The first woman to be appointed as chief justice of Canada compared two previous cases. The first case, Keegstra, went to the Supreme Court in 1990 and found that the prosecution of a high school teacher in Alberta for antisemitic statements in his class was a reasonable and justifiable limitation on freedom of expression.

At the time of the decision, McLachlin’s dissenting opinion did not agree that the limitation to freedom of expression was justifiable and reasonable under Section 1 of the Charter. 

“Although I dissented, I’m content with Keegstra. I think it draws a line that is workable and that is necessary in our modern society, where there is so much hate and vilification circulation, and people can be so badly harmed by it,” she said.

The Ernst Zündel case was a Supreme Court decision from 1992 where the court struck down the provision in the Criminal Code that prohibited the publication of false news because it violated the freedom of expression provision of the Charter. McLachlin wrote the majority decision, concluding that restricting all expressions likely to cause injury or mischief to a public interest was far too broad. 

“So Zündel didn’t survive, but Keegstra, which was more pointedly directed to antisemitic hate speech, did,” she said.

McLachlin said that she has always been a staunch advocate for free expression but thinks that it’s possible to make cases for both sides in both the Zündel and Keegstra cases. 

Legislation can limit free expression if the courts find the limitation to be reasonable.

“If the limit is too stringent on freedom of speech, then it will not be upheld,” she said. 

The ability for people to issue complaints is an important feature of any legislation in the online area, said McLachlin. 

Some provinces already have specialized tribunals to deal with complaints about internet content, but no such tribunal exists federally. 

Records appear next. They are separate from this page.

PR #382, opened 2019-08-18
Re-committing mail_room_pt2_revised--3x's a charm?

CCSt130:
Thank you for reviewing. I have changed my code so that donors may now have more than one new donation added per day (any count is possible). Please note, given my revised data structure, a donation amount may not be duplicated on the same day for any donor, but I hope that you find that satisfactory.


CCSt130:
Roger, understood. I apologize if my unnecessary complication has caused you extra work.

PR #385, opened 2019-08-20
adding in lesson04

tsulgrove:


students/thomas_sulgrove/lesson04/mailroom.py
```diff
@@ -0,0 +1,130 @@
...
+
+##### Global Variables
+
+#Dictionaries
+donor_db = {
+            "William Gates, III": [653772.32, 12.17],
+            "Jeff Bezos": [877.33],
+            "Paul Allen": [663.23, 43.87, 1.32],
+            "Mark Zuckerberg": [1663.23, 4300.87, 10432.0],
+            }
```
natasha-aleksandrova: 👍

students/thomas_sulgrove/lesson04/mailroom.py
```diff
@@ -0,0 +1,130 @@
...
+    #import db
+    #global donor_db
+    #keep doing this until further notice
+    while True:
+        #ask for name or to print list of names
+        donor_name = input(thank_you_prompt)
+        #print out names
+        if donor_name == 'list':
+            for key, value in donor_db.items():
+                print(key)
```
natasha-aleksandrova: since you're not using "values" you can loop like this:
```
for name in donor_db:
    print(name)
```

students/thomas_sulgrove/lesson04/mailroom.py
```diff
@@ -0,0 +1,130 @@
...
+    
+    for key, value in donor_db.items():
+        
+        if response == 'no':
+            file_name = key + '.txt'
+        else:
+            file_name = response + key + '.txt'
+        
+        
+        with open(file_name, 'w') as file:
```
natasha-aleksandrova: avoid using built-in names for variable names (`file`) - notice github highlights it a different color.

students/thomas_sulgrove/lesson04/mailroom.py
```diff
@@ -0,0 +1,130 @@
...
+    #sum up donations for sortation
+    return sum(db[1])
+
+##Switchs
+main_menu = {
+        "1 - Create a report" : create_a_report,
+        "2 - Send thank you letter to one donor" : send_thank_you_one,
+        "3 - Send thank you letter to all donors" : send_thank_you_all,
+        "4 - Exit" : exit_program
+        }
```
natasha-aleksandrova: the idea was to use a switch dict, where a selection would map to a key in the dictionary and then the value would be executed as a function. 

you're not currently utilizing the keys in main_menu to create a switch dict - this might as well be a tuple instead of a dict.

PR #386, opened 2019-08-20
Added Circle

ajaggarcia10:


students/andrew_garcia/lesson_08/Circle.py
```diff
@@ -0,0 +1,64 @@
...
+    def diameter(self, diameter):
+        self.radius = diameter/2
+
+    @property
+    def area(self):
+        return round(math.pi * (self.radius ** 2), 3)
+
+    @classmethod
+    def from_diameter(cls, diameter):
+        cls.radius = diameter/2
```
natasha-aleksandrova: this is incorrect, should be `return cls(diameter / 2)`

this is typically used as an alternate constructor like:
```
circle = Circle.from_diameter(10)
```

the way you currently have it will not satisfy above use case.

PR #388, opened 2019-08-20
Lesson 9 hw

KRTstudent:
Object oriented is way better!

### DIFF
--- a/students/kevin_t/lesson9/cli_main.py
+++ b/students/kevin_t/lesson9/cli_main.py
@@ -1,0 +1,81 @@
+from mailroom_OO import Donor as D
+from mailroom_OO import DonorCollection as DC
+import sys
+
+#Opening prompt function
+def opening_screen():
+    #Tell the user what their options are. Ask for an input.
+    print('')
+    print('Welcome to the mailroom tool. Please select an action:')
+    print('1 - Send a Thank You')
+    print('2 - Create a Report')
+    print('3 - Send letters to all donors')
+    print('4 - Quit')
+    #Send user input back to main function to be analyzed.
+    return input()
+
+def list_donors(donor_collection):
+    #Print each existing donor's name
+    donor_collection.list_donors
+
+#'Send thank you' function
+def send_thank_you(donor_collection):
+    #Ask for a donor's name. If user requests 'list', display existing donors and request action agin.
+    while True:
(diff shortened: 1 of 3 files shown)


students/kevin_t/lesson9/cli_main.py
```diff
@@ -0,0 +1,81 @@
+from mailroom_OO import Donor as D
+from mailroom_OO import DonorCollection as DC
```
natasha-aleksandrova: package names should be all lower case `mailroom_oo` (file names)

also, I would avoid aliases generally (there are uses cases for this) - `Donor` is more clear than `D`

students/kevin_t/lesson9/mailroom_OO.py
```diff
@@ -0,0 +1,46 @@
+class Donor:
+    def __init__(self, donor_name, donations = []):
```
natasha-aleksandrova: using mutable objects for default arg value can be very dangerous:
https://docs.quantifiedcode.com/python-anti-patterns/correctness/mutable_default_value_as_argument.html

students/kevin_t/lesson9/mailroom_OO.py
```diff
@@ -0,0 +1,46 @@
...
+
+class DonorCollection:
+    def __init__(self):
+        self.donor_list = []
+
+    def new_donor(self, new_donor: Donor):
+        self.donor_list.append(new_donor)
+
+    def new_donation(self, donor_name, donation_amount):
+        for donors in self.donor_list:
```
natasha-aleksandrova: should be `for donor in` (singular)

students/kevin_t/lesson9/test_mailroom.py
```diff
@@ -0,0 +1,100 @@
+import pytest
+from mailroom_OO import *
+from cli_main import *
```
natasha-aleksandrova: avoid star imports

students/kevin_t/lesson9/test_mailroom.py
```diff
@@ -0,0 +1,100 @@
...
+import os
+from os import listdir
+
+def test_Donor_initial():
```
natasha-aleksandrova: method names should be lower case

Adding these complaints to the Canadian Human Rights Commission’s already-busy workload will be a real administrative challenge, said McLachlin. 

She added that when a criminal case about hate is brought before the courts, it has to be proven beyond a reasonable doubt. However, in the human rights tribunals, that is not the case. 

“And in some cases, truth is not a defence. So, there’s a risk here that there could be prosecutions. People use the word overzealous prosecutions that amount almost to persecution, or at very least go over that justifiable red line for intruding on free speech,” said McLachlin.

The previous provision under the Canada Human Rights Act, Section 13, existed until 2013.

McLachlin explained that many people considered it too intrusive of freedom of speech and the idea that people should be able to discuss all sorts of ideas freely, which led to the Harper government repealing it.

The section is set to return, which McLachlin expects to receive a lot of debate in the House of Commons.

It’s the government’s responsibility to deal with new media and new harms that develop in society, said McLachlin.

“So, I applaud the government for taking this on, as many other countries have. And I welcome the debate that some of the provisions may evoke. And we’re at the early stages here. I hope that in the end, we will come up with a good law on all these difficult, difficult points,” said McLachlin. 

She concluded that she was certain that many of the provisions will be challenged if they remain in their current form.